* Requirement *
Set down, exactly, every line from the top of the listing through the one holding "pamil: Btw. could".

* The records *
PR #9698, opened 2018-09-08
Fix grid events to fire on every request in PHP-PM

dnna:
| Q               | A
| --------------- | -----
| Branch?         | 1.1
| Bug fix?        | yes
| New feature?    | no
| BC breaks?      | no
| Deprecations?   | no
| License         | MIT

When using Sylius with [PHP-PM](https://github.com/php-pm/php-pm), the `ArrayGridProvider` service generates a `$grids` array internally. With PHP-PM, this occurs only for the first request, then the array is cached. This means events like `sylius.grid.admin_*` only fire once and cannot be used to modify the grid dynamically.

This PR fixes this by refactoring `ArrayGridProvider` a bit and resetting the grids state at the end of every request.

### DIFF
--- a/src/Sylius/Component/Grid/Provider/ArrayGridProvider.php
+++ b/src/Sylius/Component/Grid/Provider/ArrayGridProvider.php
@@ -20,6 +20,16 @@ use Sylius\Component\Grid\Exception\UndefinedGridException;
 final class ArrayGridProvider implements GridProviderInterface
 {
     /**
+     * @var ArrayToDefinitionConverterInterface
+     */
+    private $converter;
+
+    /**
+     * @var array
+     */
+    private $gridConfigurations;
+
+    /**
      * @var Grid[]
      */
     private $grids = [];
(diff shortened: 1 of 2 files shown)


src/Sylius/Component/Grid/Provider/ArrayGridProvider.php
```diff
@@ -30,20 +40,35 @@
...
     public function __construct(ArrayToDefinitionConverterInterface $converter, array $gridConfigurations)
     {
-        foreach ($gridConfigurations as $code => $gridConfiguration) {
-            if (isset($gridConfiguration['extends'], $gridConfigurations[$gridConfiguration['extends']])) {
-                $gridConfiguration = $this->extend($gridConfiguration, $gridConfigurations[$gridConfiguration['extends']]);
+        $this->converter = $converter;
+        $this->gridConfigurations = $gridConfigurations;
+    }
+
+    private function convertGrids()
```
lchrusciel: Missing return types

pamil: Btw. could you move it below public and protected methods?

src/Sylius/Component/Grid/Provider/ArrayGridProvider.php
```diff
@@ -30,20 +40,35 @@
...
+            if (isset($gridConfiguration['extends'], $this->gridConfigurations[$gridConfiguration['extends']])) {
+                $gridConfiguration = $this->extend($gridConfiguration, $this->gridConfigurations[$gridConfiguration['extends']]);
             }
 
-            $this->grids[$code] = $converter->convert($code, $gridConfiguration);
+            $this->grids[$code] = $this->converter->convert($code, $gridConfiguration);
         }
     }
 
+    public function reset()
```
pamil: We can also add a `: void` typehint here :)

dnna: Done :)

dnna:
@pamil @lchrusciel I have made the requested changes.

* Response to this exercise *
PR #9698, opened 2018-09-08
Fix grid events to fire on every request in PHP-PM

dnna:
| Q               | A
| --------------- | -----
| Branch?         | 1.1
| Bug fix?        | yes
| New feature?    | no
| BC breaks?      | no
| Deprecations?   | no
| License         | MIT

When using Sylius with [PHP-PM](https://github.com/php-pm/php-pm), the `ArrayGridProvider` service generates a `$grids` array internally. With PHP-PM, this occurs only for the first request, then the array is cached. This means events like `sylius.grid.admin_*` only fire once and cannot be used to modify the grid dynamically.

This PR fixes this by refactoring `ArrayGridProvider` a bit and resetting the grids state at the end of every request.

### DIFF
--- a/src/Sylius/Component/Grid/Provider/ArrayGridProvider.php
+++ b/src/Sylius/Component/Grid/Provider/ArrayGridProvider.php
@@ -20,6 +20,16 @@ use Sylius\Component\Grid\Exception\UndefinedGridException;
 final class ArrayGridProvider implements GridProviderInterface
 {
     /**
+     * @var ArrayToDefinitionConverterInterface
+     */
+    private $converter;
+
+    /**
+     * @var array
+     */
+    private $gridConfigurations;
+
+    /**
      * @var Grid[]
      */
     private $grids = [];
(diff shortened: 1 of 2 files shown)


src/Sylius/Component/Grid/Provider/ArrayGridProvider.php
```diff
@@ -30,20 +40,35 @@
...
     public function __construct(ArrayToDefinitionConverterInterface $converter, array $gridConfigurations)
     {
-        foreach ($gridConfigurations as $code => $gridConfiguration) {
-            if (isset($gridConfiguration['extends'], $gridConfigurations[$gridConfiguration['extends']])) {
-                $gridConfiguration = $this->extend($gridConfiguration, $gridConfigurations[$gridConfiguration['extends']]);
+        $this->converter = $converter;
+        $this->gridConfigurations = $gridConfigurations;
+    }
+
+    private function convertGrids()
```
lchrusciel: Missing return types

pamil: Btw. could you move it below public and protected methods?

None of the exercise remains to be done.